• MAR 22, 2011
  • WRITTEN BY: Evie Stacey

Massage therapy is one of the most ancient forms of treatment we know of. It has existed for over four thousand years, and was relied upon by the ancient Egyptians, Chinese, and Greeks. Today, it’s used to promote both physical and mental well-being in a variety of ways.

There are many different types of massage therapy, ranging from gentle and relaxing to firm and strong. Here’s a breakdown of the six most common types of massage therapy you’ll find available.

Swedish Massage

Developed in the 1700’s, Swedish massage manipulates surface muscles against the grain of deeper muscles, always in the direction of blood flow to the heart. It is one of the most common types of massage therapy available, and includes many familiar techniques, such as long, slow strokes with thumbs and palms, kneading and friction, and brisk tapping. Swedish massage is believed to dissipate lactic acid in the muscles, promote healthy blood flow, and reduce stress.

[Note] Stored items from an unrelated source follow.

PR #699, opened 2020-03-06
Add homebrew bump formula workflow

dawidd6:
This PR introduces a new Github Actions workflow that runs on new tag creation event and bumps the `lazygit` formula one can find in `homebrew-core` tap.

@jesseduffield if you are interested in this, there would be a need to add a Personal Access Token with `public_repo` scope to the `Secrets` in settings of the repository. The secret should be named `GITHUB_API_TOKEN`.

It's a new Action, that I wrote recently: https://github.com/dawidd6/action-homebrew-bump-formula.

### DIFF
--- a/.github/workflows/homebrew.yml
+++ b/.github/workflows/homebrew.yml
@@ -1,0 +1,20 @@
+name: Bump Homebrew formula
+
+on:
+  push:
+    tags:
+      - 'v*'
+
+jobs:
+  publish:
+    runs-on: ubuntu-latest
+    steps:
+      - name: Get tag
+        id: tag
+        run: echo "::set-output name=tag::${GITHUB_REF##*/}"
+      - name: Bump Homebrew formula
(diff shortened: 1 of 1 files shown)


jesseduffield:
LGTM, I've added the GITHUB_API_TOKEN secret. Nice work on making this action!

My question to you: what will happen if I push three or four tags in quick succession (let's say I'm having a bad day and find several bugs that need fixing and make a release for each of them). Will we end up with multiple PR's opened on the homebrew core repo?

dawidd6:
No, `brew bump-formula-pr` checks if there are any opened PRs for a formula already and fails if so.

But there is also a `force` option, which ignores already opened PRs and creates a new one. That way, one would need to just close those earlier PRs and leave the recent one. I might set that option if you want.

jesseduffield:
nice 👌 I think closing existing PRs is a good default, so I'm happy to stick with that. I'll merge this now :)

The feeling of a Swedish massage can be quite firm, but it is generally not as firm as deep tissue massage. You may experience some soreness during the treatment, but it is usually replaced by a feeling of relaxation afterward.

Shiatsu Massage

Shiatsu is the Japanese equivalent of Chinese acupuncture. Practitioners apply pressure to specific points in the body believed to promote the unrestricted flow of energy. During a Shiatsu massage, the therapist will first apply light pressure to various points on your body to determine where your flow of energy may be restricted. The pressure may be light or quite deep, depending on what your body needs. Those who experience Shiatsu massage describe the sensations as ranging from light tickling to intense pressure. Shiatsu massage often involves deep breathing, facilitated stretching and joint rotation to promote flexibility and relaxation.

Aromatherapy Massage

Aromatherapy is the ancient tradition of using essential plant oils to promote various healthful effects in the body. Practitioners believe that the scents of these oils stimulate your organ systems. Different scents are believed to have different effects, including promoting a feeling of peace and calm, lowering blood pressure, stimulating the nerves, increasing energy, and promoting general health and well-being. Aromatherapy massage includes essential oils. The therapist usually mixes several scents together, depending on what you need. Fragrances made from chemicals should not be used, as they don’t have the health benefits of natural oils. Scented candles are a nice touch, but if your massage therapist simply lights a candle and gives you a massage, it’s not aromatherapy.

Sports Massage

Sports massage is specifically designed for athletes, but any active person can benefit from it. Traditionally, sports massage is applied before, during and after an athletic event. The purpose is to lessen fatigue, redistribute lactic acid in the muscles to reduce soreness, increase flexibility, and lower the chances of injury. Sports massage practitioners sometimes combine a variety of techniques, usually a mix of Swedish and Shiatsu massage. The strokes are generally quicker than with Swedish massage. Like Shiatsu, sports massage often focuses on facilitated stretching and joint rotation to promote flexibility and loosen tight tendons.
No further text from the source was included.